REQUIREMENT
Check every line of the entries below for the word "huiliang", and copy the ones that have it.
+++ EXTRACTED DATA
PR #288, opened 2026-09-15
Emit a cleanup-info WAL record before AO/CO vacuum recycles segments

JunfengYang:
Hot-standby readers of append-optimized tables had no protection against VACUUM recycling a segment file under them. Recycling truncates the same relfilenode and segment number to zero and hands it back to new inserts, and none of the records this writes carries an xid: the AO truncate record has no conflict field and the btree records of the preceding index vacuum never had one. A reader whose snapshot predates the marking transaction still sees the segment as live in pg_aoseg and reads the truncated or refilled file at its old offsets, and nothing fails cleanly: "read beyond eof" if the file is shorter, unrelated rows if it was refilled. On a busy cluster the reader was usually cancelled anyway, but only by heap pruning of the pg_aoseg aux table that happens to follow the truncate, leaving the window between the two unprotected.

**Fix.** The recycle branch publishes the horizon first. Before the index vacuum and before any segment file is touched, it emits the existing table-AM-agnostic cleanup-info record (`XLOG_HEAP2_CLEANUP_INFO`) that heap vacuum writes before its own index pass. Conflict resolution needs only the database OID and the xid, so the record works unchanged on an AO relfilenode; no new WAL record type. The xid is the newest xmin among the AWAITING_DROP pg_aoseg row versions being recycled, which the dead-segment collector, already reading each row version's xmin for its cutoff screening, now tracks and returns (frozen row versions excluded: the FREEZE_PAGE record that froze them already resolved the conflicts on the standby). A snapshot at or below that xid may still see the pre-marking row version, which is exactly the standard conflict test, so no adjustment is applied. The test is on the reader's local xmin, as for every snapshot conflict on a hot standby; distributed snapshots are not consulted, a limitation that predates this change (a9db7a807b). Unlike heap, where the horizon is an earlier DELETE, this horizon is the VACUUM that marked the segment, so a recycle conflicts with every standby reader that started before that VACUUM committed; the code comment records this.

**Test-only probes** (FAULT_INJECTOR builds): the snapshot-conflict resolver can report the relfilenode of the record that found a conflicting backend, and the coordinator's metadata-tracking update can be skipped so its heap traffic cannot cancel the reader first. They let the new test prove the cancellation comes from this table's record rather than from incidental heap cleanup.

**Test.** `isolation2/uao/hot_standby_snapshot_conflict` (row and column variants generated from one source), scheduled after `hot_standby/query_conflict`: reader cancelled across a recycle and attributed to this table's record; recycle deferred by a primary reader (the standby reader survives the first VACUUM and is cancelled by the second, which recycles); a reader of an unrelated heap table is cancelled too; a recycle in another database does not conflict; `vacuum_defer_cleanup_age` defers the conflict; immediate refill of the recycled segment.

**Evidence.** Pre-fix WAL on the content-0 primary for a recycle: `APPENDONLY_TRUNCATE seg 1 -> 0` at 0/0C2FD778 with the first xid-carrying record (`CLEAN remxid 621`, pg_aoseg) only at 0/0C2FD9E8. Post-fix: `CLEANUP_INFO remxid 780` at 0/0D5708C0, then the btree vacuum record, then the truncate at 0/0D570A50; the mirror log shows the relfilenode probe firing on that redo.

**Local verification** (gpdemo 3 pairs + standby coordinator, fresh cluster, final binary): new tests pass in both variants; `regress installcheck-good` 668/673 (the 5 failures are local build flags: no libxml, no JIT, no gpfdist, no ldap); AO/vacuum isolation2 subset 71/73 (2 = the client library not echoing a server PANIC line). `hot_standby/{transaction_isolation,query_conflict,faults}` fail locally with the same diffs on an unpatched build (client library and row-order differences), so they are environmental.

**ABI.** The collector gained a parameter; the symbol is added to `.abi-check/7.1.0/postgres.symbols.ignore`.

Found while verifying, unrelated to this change and fixed separately in #289: a hot standby loses all queries once the primary truncates pg_distributedlog.


huiliang-liu (dismissed):
Good catch! looks good to me.

huiliang-liu (approved):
++++++
SOLUTION TO THIS EXERCISE
huiliang-liu (dismissed):
huiliang-liu (approved):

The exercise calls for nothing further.